Task to complete:
In the data that follows, determine how many lines contain the word "behavior", and give only that number.
______
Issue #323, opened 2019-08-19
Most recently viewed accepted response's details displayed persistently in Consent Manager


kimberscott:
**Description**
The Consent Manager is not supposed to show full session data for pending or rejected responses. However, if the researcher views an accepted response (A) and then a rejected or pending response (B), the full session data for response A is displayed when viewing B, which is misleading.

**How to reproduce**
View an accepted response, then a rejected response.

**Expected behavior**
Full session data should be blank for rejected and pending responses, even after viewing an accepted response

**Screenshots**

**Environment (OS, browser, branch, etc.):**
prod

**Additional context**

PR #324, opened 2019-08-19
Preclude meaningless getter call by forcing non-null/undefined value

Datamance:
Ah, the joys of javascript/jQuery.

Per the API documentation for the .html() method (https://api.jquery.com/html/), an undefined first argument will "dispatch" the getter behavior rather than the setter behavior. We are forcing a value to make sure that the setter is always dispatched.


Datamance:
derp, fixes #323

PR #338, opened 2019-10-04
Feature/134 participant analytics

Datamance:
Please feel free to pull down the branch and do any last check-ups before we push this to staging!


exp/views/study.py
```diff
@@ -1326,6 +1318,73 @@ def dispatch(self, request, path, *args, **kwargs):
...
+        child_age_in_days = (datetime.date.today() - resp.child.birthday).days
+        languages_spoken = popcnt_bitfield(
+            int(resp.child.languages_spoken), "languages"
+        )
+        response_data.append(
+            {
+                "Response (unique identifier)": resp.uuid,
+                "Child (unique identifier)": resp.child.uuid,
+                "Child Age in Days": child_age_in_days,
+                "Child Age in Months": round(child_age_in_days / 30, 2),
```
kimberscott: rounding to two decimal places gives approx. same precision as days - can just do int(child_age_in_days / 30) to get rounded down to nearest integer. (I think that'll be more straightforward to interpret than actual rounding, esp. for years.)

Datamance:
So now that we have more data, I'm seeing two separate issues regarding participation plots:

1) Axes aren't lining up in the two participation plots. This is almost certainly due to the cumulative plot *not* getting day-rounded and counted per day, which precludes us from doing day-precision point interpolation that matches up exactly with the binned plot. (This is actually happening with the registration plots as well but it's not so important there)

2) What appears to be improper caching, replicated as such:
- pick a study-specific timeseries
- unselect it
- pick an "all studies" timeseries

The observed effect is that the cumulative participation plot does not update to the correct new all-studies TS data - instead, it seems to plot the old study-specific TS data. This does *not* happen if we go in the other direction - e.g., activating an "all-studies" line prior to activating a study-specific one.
______
Output for this exercise:
2